▶ **The task**
The required output is every record, reproduced exactly.

========================================

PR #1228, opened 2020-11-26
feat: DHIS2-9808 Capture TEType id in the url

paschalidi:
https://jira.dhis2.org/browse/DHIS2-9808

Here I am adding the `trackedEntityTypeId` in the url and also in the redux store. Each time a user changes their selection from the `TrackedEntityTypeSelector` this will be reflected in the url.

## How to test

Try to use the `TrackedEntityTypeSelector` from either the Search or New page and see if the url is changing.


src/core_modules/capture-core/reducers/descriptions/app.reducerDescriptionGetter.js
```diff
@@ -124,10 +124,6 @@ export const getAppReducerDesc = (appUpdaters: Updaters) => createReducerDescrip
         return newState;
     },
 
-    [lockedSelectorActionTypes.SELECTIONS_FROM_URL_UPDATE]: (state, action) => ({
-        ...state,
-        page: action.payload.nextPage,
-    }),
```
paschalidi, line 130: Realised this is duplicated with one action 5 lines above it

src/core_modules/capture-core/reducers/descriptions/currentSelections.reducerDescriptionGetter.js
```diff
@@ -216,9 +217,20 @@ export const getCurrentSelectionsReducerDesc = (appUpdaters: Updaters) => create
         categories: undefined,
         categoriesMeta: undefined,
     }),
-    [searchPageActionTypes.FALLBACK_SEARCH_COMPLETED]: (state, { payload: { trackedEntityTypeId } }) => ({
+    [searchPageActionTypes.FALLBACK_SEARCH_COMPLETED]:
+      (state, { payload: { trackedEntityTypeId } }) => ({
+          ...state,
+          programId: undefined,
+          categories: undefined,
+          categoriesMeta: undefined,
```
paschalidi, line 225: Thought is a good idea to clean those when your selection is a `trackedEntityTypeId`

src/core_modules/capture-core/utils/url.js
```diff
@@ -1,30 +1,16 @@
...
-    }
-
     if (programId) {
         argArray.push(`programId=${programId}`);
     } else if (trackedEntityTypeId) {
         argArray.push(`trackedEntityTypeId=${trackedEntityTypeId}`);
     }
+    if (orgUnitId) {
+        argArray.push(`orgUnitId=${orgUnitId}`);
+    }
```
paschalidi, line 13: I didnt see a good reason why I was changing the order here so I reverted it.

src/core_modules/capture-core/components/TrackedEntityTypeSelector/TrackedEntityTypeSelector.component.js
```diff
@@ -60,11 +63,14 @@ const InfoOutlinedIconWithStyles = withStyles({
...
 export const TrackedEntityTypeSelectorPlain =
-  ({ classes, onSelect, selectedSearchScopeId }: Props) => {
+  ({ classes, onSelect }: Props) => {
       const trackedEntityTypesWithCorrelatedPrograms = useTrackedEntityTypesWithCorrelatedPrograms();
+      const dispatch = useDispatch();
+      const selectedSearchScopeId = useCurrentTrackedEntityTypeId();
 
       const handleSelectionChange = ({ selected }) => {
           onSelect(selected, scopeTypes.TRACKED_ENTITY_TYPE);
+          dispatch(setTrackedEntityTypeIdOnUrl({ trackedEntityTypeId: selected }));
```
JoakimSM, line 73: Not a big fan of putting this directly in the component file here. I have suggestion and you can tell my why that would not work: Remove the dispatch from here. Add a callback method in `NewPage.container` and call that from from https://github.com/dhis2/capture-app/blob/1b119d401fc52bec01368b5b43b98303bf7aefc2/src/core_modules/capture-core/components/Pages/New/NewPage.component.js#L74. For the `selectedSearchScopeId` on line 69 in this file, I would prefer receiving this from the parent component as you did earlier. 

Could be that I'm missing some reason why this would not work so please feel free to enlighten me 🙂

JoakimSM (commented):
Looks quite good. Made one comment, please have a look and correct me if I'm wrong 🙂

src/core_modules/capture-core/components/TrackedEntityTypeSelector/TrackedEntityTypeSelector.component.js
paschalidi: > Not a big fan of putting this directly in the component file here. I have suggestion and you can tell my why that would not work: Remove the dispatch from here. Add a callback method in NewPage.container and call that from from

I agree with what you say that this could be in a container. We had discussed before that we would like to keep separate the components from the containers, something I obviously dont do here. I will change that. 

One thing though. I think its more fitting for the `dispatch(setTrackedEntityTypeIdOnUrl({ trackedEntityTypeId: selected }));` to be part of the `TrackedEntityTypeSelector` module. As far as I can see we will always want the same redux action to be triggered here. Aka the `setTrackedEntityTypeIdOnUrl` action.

========================================

▶ **The completed task**
PR #1228, opened 2020-11-26
feat: DHIS2-9808 Capture TEType id in the url

paschalidi:
https://jira.dhis2.org/browse/DHIS2-9808

Here I am adding the `trackedEntityTypeId` in the url and also in the redux store. Each time a user changes their selection from the `TrackedEntityTypeSelector` this will be reflected in the url.

## How to test

Try to use the `TrackedEntityTypeSelector` from either the Search or New page and see if the url is changing.


src/core_modules/capture-core/reducers/descriptions/app.reducerDescriptionGetter.js
```diff
@@ -124,10 +124,6 @@ export const getAppReducerDesc = (appUpdaters: Updaters) => createReducerDescrip
         return newState;
     },
 
-    [lockedSelectorActionTypes.SELECTIONS_FROM_URL_UPDATE]: (state, action) => ({
-        ...state,
-        page: action.payload.nextPage,
-    }),
```
paschalidi, line 130: Realised this is duplicated with one action 5 lines above it

src/core_modules/capture-core/reducers/descriptions/currentSelections.reducerDescriptionGetter.js
```diff
@@ -216,9 +217,20 @@ export const getCurrentSelectionsReducerDesc = (appUpdaters: Updaters) => create
         categories: undefined,
         categoriesMeta: undefined,
     }),
-    [searchPageActionTypes.FALLBACK_SEARCH_COMPLETED]: (state, { payload: { trackedEntityTypeId } }) => ({
+    [searchPageActionTypes.FALLBACK_SEARCH_COMPLETED]:
+      (state, { payload: { trackedEntityTypeId } }) => ({
+          ...state,
+          programId: undefined,
+          categories: undefined,
+          categoriesMeta: undefined,
```
paschalidi, line 225: Thought is a good idea to clean those when your selection is a `trackedEntityTypeId`

src/core_modules/capture-core/utils/url.js
```diff
@@ -1,30 +1,16 @@
...
-    }
-
     if (programId) {
         argArray.push(`programId=${programId}`);
     } else if (trackedEntityTypeId) {
         argArray.push(`trackedEntityTypeId=${trackedEntityTypeId}`);
     }
+    if (orgUnitId) {
+        argArray.push(`orgUnitId=${orgUnitId}`);
+    }
```
paschalidi, line 13: I didnt see a good reason why I was changing the order here so I reverted it.

src/core_modules/capture-core/components/TrackedEntityTypeSelector/TrackedEntityTypeSelector.component.js
```diff
@@ -60,11 +63,14 @@ const InfoOutlinedIconWithStyles = withStyles({
...
 export const TrackedEntityTypeSelectorPlain =
-  ({ classes, onSelect, selectedSearchScopeId }: Props) => {
+  ({ classes, onSelect }: Props) => {
       const trackedEntityTypesWithCorrelatedPrograms = useTrackedEntityTypesWithCorrelatedPrograms();
+      const dispatch = useDispatch();
+      const selectedSearchScopeId = useCurrentTrackedEntityTypeId();
 
       const handleSelectionChange = ({ selected }) => {
           onSelect(selected, scopeTypes.TRACKED_ENTITY_TYPE);
+          dispatch(setTrackedEntityTypeIdOnUrl({ trackedEntityTypeId: selected }));
```
JoakimSM, line 73: Not a big fan of putting this directly in the component file here. I have suggestion and you can tell my why that would not work: Remove the dispatch from here. Add a callback method in `NewPage.container` and call that from from https://github.com/dhis2/capture-app/blob/1b119d401fc52bec01368b5b43b98303bf7aefc2/src/core_modules/capture-core/components/Pages/New/NewPage.component.js#L74. For the `selectedSearchScopeId` on line 69 in this file, I would prefer receiving this from the parent component as you did earlier. 

Could be that I'm missing some reason why this would not work so please feel free to enlighten me 🙂

JoakimSM (commented):
Looks quite good. Made one comment, please have a look and correct me if I'm wrong 🙂

src/core_modules/capture-core/components/TrackedEntityTypeSelector/TrackedEntityTypeSelector.component.js
paschalidi: > Not a big fan of putting this directly in the component file here. I have suggestion and you can tell my why that would not work: Remove the dispatch from here. Add a callback method in NewPage.container and call that from from

I agree with what you say that this could be in a container. We had discussed before that we would like to keep separate the components from the containers, something I obviously dont do here. I will change that. 

One thing though. I think its more fitting for the `dispatch(setTrackedEntityTypeIdOnUrl({ trackedEntityTypeId: selected }));` to be part of the `TrackedEntityTypeSelector` module. As far as I can see we will always want the same redux action to be triggered here. Aka the `setTrackedEntityTypeIdOnUrl` action.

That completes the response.